Writing during the formative period of contemporary Western studies of Islamic scientific tradition, Ignaz Goldziher constructed one of the first models of the twentieth century that pitched the so-called sciences of the ancients ('ulum al-awa'il or ('ulum al-qudama')--which included exact sciences--against a nebulous and ill-defined "old Islamic Orthodoxy". (1) This formulation was to influence the whole field in numerous implicit and explicit ways throughout the twentieth century, and it was not until the final decades of the century that his authoritarian position was seriously challenged by a few perceptive scholars who found his characterization of Islamic intellectual tradition highly problematic.

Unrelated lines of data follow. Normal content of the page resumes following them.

PR #4429, opened 2026-06-16
fix(migrate): compute repo fingerprint from -C target, not process cwd

### LINKED ISSUE #4361: bd -C <dir> migrate --update-repo-id computes the new fingerprint from the process cwd, not the -C target
## summary

`bd -C <repo> migrate --update-repo-id` derives the **new** repository fingerprint from the process working directory instead of the `-C` target. if you run it from a different repo's directory, it offers to stamp the target DB with the *wrong repo's* fingerprint - and since the metadata table syncs, the bad value would propagate to every machine on the next push.

`bd doctor` honors `-C` correctly for the same computation, which is how i caught it: dry-run and doctor disagreed.

## version

`bd 1.0.5 (c6802bcc2)` - tip of main as of 2026-06-10. shared-server mode, windows (also confirmed the doctor side on wsl + macos).

## repro

two repos, A and B, each with its own beads DB. from inside A:

```
bd -C /path/to/B migrate --update-repo-id --dry-run
```

observed: `New:` shows **A's** fingerprint. i had two DBs with stale fingerprints (remote URLs had changed) and ran the dry-run via `-C` from a third repo - both reported the *identical* `New:` value (the third repo's hash), while `bd -C <repo> doctor` correctly reported each repo's own expected current fingerprint:

```
# bd -C ~/tools/sym doctor        -> stored: 7e3cad59, current: 7d035d82
# bd -C ~/tools/tpane doctor      -> stored: cef2bed2, current: 5cb2b0cc
# from ~/.files:
bd -C ~/tools/sym  migrate --update-repo-id --dry-run   -> New: f898cd35   (= ~/.files' fingerprint)
bd -C ~/tools/tpane migrate --update-repo-id --dry-run  -> New: f898cd35   (same wrong value)
```

cd'ing into each repo and running the same command without `-C` produces the correct per-repo values (matching doctor), and the update then works as intended.

## impact

without the dry-run + doctor cross-check this writes a wrong-repo fingerprint into a synced table - every other machine inherits it on pull and their doctors go red with a misleading "database belongs to different repository". easy to misdiagnose as the wrong-database case and reach for `rm -rf .beads && bd init`.

## related

#4241 looks like the same underlying class - `-C` resolving repo-derived state from the caller's cwd instead of the target - but that one's a spurious warning on a read path, this one's a wrong value on a write path to a synced table. filing separately for severity; if you'd rather fold them into one -C audit, happy to consolidate there. (i've also seen one unconfirmed case of `bd -C <dir> info` reporting the cwd project - same smell.) worth a quick audit of wherever the fingerprint helper gets its path.

harry-miller-trimble:
## Problem

`bd -C <dir> migrate --update-repo-id` derives the **new** repository fingerprint from the process working directory, not the `-C` target. `-C` doesn't `chdir` (it resolves `BEADS_DIR`), but `beads.ComputeRepoID()` shells out to git in the caller's cwd. So:

- Run from a **different repo**, it stamps the target DB with the *caller's* fingerprint.
- Run from a **non-git cwd**, it fails outright with `not a git repository` despite a valid `-C` target.

Because `repo_id` lives in the **synced metadata table**, the bad value propagates to every clone on the next push and their `bd doctor` goes red with a misleading "database belongs to different repository". `bd doctor` already computes this correctly (`ComputeRepoIDForPath(beadsDir)`); migrate disagreed, which is how the reporter caught it.

Fixes #4361.

## Repro (before)

Two repos A and B, each with its own beads DB. From **inside A**:

```
$ bd -C /tmp/repoB migrate --update-repo-id --dry-run   # New: 1814c071  (A's!)
$ bd -C /tmp/repoA migrate --update-repo-id --dry-run   # New: 1814c071  (A's)
$ cd /tmp && bd -C /tmp/repoA migrate --update-repo-id --dry-run
Error: failed to compute repository ID: not a git repository
```

Both `-C` targets report the **same** fingerprint (the cwd's).

## Fix

Compute repo-derived metadata from the resolved `.beads` directory (which already honors `-C`) instead of the process cwd, mirroring `bd doctor`:

- `handleUpdateRepoID` → `ComputeRepoIDForPath(beadsDir)`
- `handleDoltMetadataUpdate` repo_id/clone_id backfill → `ComputeRepoIDForPath(beadsDir)` / `GetCloneIDForPath(beadsDir)` (same defect on the plain `bd migrate` path; threaded `beadsDir` in)

## After

```
# from inside A:
bd -C /tmp/repoB ... --dry-run   # New: 09b30495  (B's)
bd -C /tmp/repoA ... --dry-run   # New: 1814c071  (A's)
# from /tmp (no git repo): both targets report their own fingerprint, no error
```

The `-C` values now match the per-repo control values (`cd` in, no `-C`) exactly.

## Test

Adds `TestEmbeddedMigrate/migrate_update_repo_id_honors_C`: two repos, asserts `bd -C <B>` from cwd A reports B's fingerprint, not A's. Verified it **fails** on the pre-fix code (`reported A's fingerprint … computed from cwd, not -C target`) and passes with the fix. `gofmt`/`go vet` clean; pure-Go (`CGO_ENABLED=0`) compile gate passes.

### DIFF
--- a/cmd/bd/migrate.go
+++ b/cmd/bd/migrate.go
@@ -92,11 +92,15 @@ BD_ALLOW_REMOTE_MIGRATE=1 remains supported for scripted/CI use.
 			return HandleError("failed to load config: %v", err)
 		}
 
-		return handleDoltMetadataUpdate(cfg, dryRun)
+		return handleDoltMetadataUpdate(cfg, beadsDir, dryRun)
 	},
 }
 
-func handleDoltMetadataUpdate(cfg *configfile.Config, dryRun bool) error {
+// handleDoltMetadataUpdate handles version metadata updates for Dolt backends.
+// beadsDir is the resolved .beads directory (honoring -C); repo-derived metadata
+// is computed from it rather than the process cwd so `bd -C <dir> migrate`
+// fingerprints the target repo, not the caller's (GH#4361).
+func handleDoltMetadataUpdate(cfg *configfile.Config, beadsDir string, dryRun bool) error {
 	ctx := rootCtx
 	store := getStore()
 	if store == nil {
@@ -207,7 +211,7 @@ func handleDoltMetadataUpdate(cfg *configfile.Config, dryRun bool) error {
 
 	// Set repo_id if missing (non-fatal — may fail in non-git environments)
 	if needsRepoID {
-		computed, err := beads.ComputeRepoID()
+		computed, err := beads.ComputeRepoIDForPath(beadsDir)
 		if err != nil {
 			if !jsonOutput {
 				fmt.Fprintf(os.Stderr, "Warning: could not compute repo_id: %v\n", err)
@@ -228,7 +232,7 @@ func handleDoltMetadataUpdate(cfg *configfile.Config, dryRun bool) error {
 
 	// Set clone_id if missing (non-fatal — may fail in non-git environments)
 	if needsCloneID {
-		computed, err := beads.GetCloneID()
+		computed, err := beads.GetCloneIDForPath(beadsDir)
 		if err != nil {
 			if !jsonOutput {
 				fmt.Fprintf(os.Stderr, "Warning: could not compute clone_id: %v\n", err)
@@ -304,7 +308,11 @@ func handleUpdateRepoID(dryRun bool, autoYes bool) error {
 		return HandleErrorWithHint("no beads database found", diagHint())
 	}
 
-	newRepoID, err := beads.ComputeRepoID()
+	// Compute new repo ID from the resolved .beads directory (honoring -C),
+	// not the process cwd. Otherwise `bd -C <dir> migrate --update-repo-id`
+	// stamps the target DB with the caller repo's fingerprint and the bad
+	// value propagates to every clone on the next sync (GH#4361).
+	newRepoID, err := beads.ComputeRepoIDForPath(beadsDir)
 	if err != nil {
 		if jsonOutput {
 			if jerr := outputJSON(map[string]interface{}{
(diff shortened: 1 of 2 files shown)


maphew (commented):
Thanks for tracking this down, @harry-miller-trimble - nice catch that bd doctor and bd migrate --update-repo-id disagreed on the same computation, and the repro in the issue (#4361) makes the bug obvious.

The fix looks correct: routing the repo_id/clone_id computation through ComputeRepoIDForPath(beadsDir)/GetCloneIDForPath(beadsDir) instead of the cwd-based ComputeRepoID()/GetCloneID() mirrors what bd doctor already does, and it closes the exact gap described - both the bd -C <dir> migrate --update-repo-id path and the plain migrate metadata backfill (repo_id/clone_id). The new TestEmbeddedMigrate/migrate_update_repo_id_honors_C test is a solid regression check: it sets up two repos with distinct fingerprints and asserts a -C-targeted dry-run from a different cwd reports the target's fingerprint, not the caller's. All CI (including the embedded-Dolt suite and upgrade smoke tests) passed at the time of the run.

Since this PR was opened, main picked up an unrelated refactor of cmd/bd/migrate.go (RunE returning error), so GitHub now shows this branch as conflicting. From a look at current main, the conflict is purely mechanical - handleUpdateRepoID already resolves its own beadsDir locally, and handleDoltMetadataUpdate's caller already has beadsDir in scope - so it should rebase cleanly with a small edit. I'll pull this in as a fix-merge: reapply the fix on top of current main, keep your test as-is, and push so this can land with your authorship preserved. Will follow up with the rebased branch shortly.
</draft_comment>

But, in spite of this reassessment, "Goldziherism" continues to reign supreme in numerous studies of Islamic scientific tradition. The central element of Goldziher's theory is that the "ancient sciences", which "included the entire range of propaedeutical, physical, and metaphysical sciences of the Greek encyclopedia, as well as the branches of mathematics, philosophy, natural science, medicine, astronomy, the theory of music and others", (2) were looked upon by the "strict orthodoxy" with mistrust and "with the growing influence of a narrow orthodoxy, this distrust which the religious circles of Eastern Islam felt for the works of the 'ulum al-awa'il expressed itself with an increasing intensity ... the pious Muslim was expected to avoid these sciences with great care because they were considered dangerous to his faith." (3) According to Goldziher, this opposition made decisive progress after al-Ghazali (d. 1111) and thus began the decline of Islamic science. This view, which has been cogently called "the marginality thesis" by Abdelhamid I. Sabra, co-editor of the book under review, (4) postulated that

   the scientific and philosophical activity in medieval Islam had
   no significant impact on the social, economic, educational and
   religious institutions; that this activity remained itself
   unaffected by these institutions, except when it was finally
   crushed by their antagonism or indifference; and that those
   who kept the Greek legacy alive in Islamic lands constituted a
   small group of scholars who had little to do with the spiritual
   life of the majority of Muslims, who made no important
   contributions to the main currents of Islamic intellectual life,
   and whose work and interests were marginal to the central
   concerns of Islamic society. (5)

Repeated, rehashed, and reformulated ad nauseam, this view of the scientific enterprise in Islamic civilization became the main working hypothesis for most Western studies of Islamic scientific tradition and, in spite of some well-documented refutations, remains the general framework of inquiry in such diverse disciplines as history of science, sociological studies of scientific enterprise, history of philosophy and various other related fields. (6)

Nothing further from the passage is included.